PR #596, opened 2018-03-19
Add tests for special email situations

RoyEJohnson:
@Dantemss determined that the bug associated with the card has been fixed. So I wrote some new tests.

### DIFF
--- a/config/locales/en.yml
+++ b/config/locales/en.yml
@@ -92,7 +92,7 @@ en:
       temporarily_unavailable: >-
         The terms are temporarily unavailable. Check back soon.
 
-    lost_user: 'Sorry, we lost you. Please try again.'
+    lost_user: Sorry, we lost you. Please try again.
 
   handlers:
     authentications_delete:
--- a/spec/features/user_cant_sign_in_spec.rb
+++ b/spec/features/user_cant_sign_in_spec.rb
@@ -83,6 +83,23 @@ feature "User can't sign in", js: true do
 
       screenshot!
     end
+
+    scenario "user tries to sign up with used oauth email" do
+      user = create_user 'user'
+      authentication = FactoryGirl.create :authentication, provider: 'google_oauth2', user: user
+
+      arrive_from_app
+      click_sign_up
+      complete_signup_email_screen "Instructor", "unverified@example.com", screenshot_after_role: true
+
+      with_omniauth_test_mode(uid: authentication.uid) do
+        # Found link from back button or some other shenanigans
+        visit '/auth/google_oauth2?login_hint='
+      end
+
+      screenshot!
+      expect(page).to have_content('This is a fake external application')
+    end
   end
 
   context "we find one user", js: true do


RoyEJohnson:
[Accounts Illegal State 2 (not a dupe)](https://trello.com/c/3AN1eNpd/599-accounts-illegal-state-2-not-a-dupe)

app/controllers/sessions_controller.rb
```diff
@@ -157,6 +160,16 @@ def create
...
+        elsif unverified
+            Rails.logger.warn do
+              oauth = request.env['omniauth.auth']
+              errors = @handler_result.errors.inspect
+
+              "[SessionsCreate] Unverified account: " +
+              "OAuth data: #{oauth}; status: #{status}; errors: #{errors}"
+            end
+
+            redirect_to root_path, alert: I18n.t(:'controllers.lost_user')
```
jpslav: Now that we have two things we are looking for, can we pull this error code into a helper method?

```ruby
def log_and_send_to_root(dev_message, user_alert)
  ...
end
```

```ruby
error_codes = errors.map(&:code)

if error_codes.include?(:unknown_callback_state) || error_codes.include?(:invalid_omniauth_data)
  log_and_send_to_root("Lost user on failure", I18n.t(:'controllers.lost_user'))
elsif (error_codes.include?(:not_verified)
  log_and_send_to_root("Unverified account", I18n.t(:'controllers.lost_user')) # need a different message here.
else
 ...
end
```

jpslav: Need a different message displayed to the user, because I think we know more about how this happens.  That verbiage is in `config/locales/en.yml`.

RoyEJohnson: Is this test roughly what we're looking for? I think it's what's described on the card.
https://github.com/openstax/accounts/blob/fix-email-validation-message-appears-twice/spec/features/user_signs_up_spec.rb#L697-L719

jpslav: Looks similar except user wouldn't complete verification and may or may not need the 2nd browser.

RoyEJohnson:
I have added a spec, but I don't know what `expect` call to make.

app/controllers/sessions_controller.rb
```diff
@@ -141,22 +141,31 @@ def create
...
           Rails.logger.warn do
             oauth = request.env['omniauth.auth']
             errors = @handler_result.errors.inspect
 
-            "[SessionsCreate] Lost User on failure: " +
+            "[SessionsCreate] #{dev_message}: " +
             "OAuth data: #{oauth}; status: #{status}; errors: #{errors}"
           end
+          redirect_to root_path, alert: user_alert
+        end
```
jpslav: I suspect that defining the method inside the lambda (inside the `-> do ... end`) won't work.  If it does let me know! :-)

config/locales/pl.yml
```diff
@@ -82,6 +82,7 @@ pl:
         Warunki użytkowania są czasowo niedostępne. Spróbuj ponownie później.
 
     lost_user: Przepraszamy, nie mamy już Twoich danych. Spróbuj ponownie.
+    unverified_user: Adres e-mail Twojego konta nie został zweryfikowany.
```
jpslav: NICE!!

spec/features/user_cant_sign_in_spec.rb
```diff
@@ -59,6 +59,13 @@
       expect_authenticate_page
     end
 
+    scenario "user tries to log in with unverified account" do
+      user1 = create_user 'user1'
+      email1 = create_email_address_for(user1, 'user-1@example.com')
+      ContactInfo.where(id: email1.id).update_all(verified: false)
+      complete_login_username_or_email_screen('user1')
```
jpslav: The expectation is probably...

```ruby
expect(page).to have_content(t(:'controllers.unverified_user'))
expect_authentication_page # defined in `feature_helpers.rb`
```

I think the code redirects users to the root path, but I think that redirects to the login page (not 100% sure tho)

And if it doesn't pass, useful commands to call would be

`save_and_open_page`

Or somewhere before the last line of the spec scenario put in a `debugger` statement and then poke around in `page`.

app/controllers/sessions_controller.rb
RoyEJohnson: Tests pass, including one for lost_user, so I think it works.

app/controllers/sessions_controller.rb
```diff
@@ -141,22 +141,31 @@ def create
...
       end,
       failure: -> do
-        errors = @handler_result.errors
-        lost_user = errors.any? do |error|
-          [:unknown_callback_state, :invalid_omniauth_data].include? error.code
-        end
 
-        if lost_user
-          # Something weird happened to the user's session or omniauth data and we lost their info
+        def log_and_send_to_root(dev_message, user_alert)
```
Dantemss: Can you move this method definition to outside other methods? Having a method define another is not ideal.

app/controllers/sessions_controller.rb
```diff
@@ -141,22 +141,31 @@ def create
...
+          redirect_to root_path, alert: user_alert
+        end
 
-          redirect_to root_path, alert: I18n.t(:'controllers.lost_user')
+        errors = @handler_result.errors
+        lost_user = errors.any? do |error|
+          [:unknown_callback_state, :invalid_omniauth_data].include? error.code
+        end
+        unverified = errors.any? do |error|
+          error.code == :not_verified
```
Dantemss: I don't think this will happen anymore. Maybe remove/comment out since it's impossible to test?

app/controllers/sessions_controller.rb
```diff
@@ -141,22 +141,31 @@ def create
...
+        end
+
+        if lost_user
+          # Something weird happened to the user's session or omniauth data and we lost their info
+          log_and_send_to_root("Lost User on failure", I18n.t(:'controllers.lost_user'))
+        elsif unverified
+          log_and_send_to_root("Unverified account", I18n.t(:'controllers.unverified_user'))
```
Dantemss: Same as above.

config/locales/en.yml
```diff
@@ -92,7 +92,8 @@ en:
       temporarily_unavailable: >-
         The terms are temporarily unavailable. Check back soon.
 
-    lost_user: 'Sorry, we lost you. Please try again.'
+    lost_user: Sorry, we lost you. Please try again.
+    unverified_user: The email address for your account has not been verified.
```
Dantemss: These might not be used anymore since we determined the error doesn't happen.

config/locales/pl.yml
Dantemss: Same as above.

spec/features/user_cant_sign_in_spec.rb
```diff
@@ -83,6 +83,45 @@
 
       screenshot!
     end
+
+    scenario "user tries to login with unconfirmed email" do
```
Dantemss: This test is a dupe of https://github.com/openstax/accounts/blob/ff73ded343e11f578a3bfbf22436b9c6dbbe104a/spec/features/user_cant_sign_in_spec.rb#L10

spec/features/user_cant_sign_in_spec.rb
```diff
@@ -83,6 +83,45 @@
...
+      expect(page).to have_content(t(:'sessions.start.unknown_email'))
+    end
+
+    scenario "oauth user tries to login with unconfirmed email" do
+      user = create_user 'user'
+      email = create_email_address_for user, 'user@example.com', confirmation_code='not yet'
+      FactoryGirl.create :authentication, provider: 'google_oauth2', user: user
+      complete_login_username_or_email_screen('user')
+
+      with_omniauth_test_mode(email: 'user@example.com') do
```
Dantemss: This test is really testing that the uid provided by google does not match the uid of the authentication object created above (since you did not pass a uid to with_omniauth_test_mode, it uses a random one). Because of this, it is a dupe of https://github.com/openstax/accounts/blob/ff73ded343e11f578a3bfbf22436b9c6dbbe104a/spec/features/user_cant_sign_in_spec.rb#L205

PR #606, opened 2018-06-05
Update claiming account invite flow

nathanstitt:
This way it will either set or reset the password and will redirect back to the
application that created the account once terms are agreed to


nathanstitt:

#####

- Prompt
Retype only this range exactly: the first line of the data through the line where "--- a/spec/features/user_cant_sign_in_spec.rb" appears.

- Solution for this exercise
PR #596, opened 2018-03-19
Add tests for special email situations

RoyEJohnson:
@Dantemss determined that the bug associated with the card has been fixed. So I wrote some new tests.

### DIFF
--- a/config/locales/en.yml
+++ b/config/locales/en.yml
@@ -92,7 +92,7 @@ en:
       temporarily_unavailable: >-
         The terms are temporarily unavailable. Check back soon.
 
-    lost_user: 'Sorry, we lost you. Please try again.'
+    lost_user: Sorry, we lost you. Please try again.
 
   handlers:
     authentications_delete:
--- a/spec/features/user_cant_sign_in_spec.rb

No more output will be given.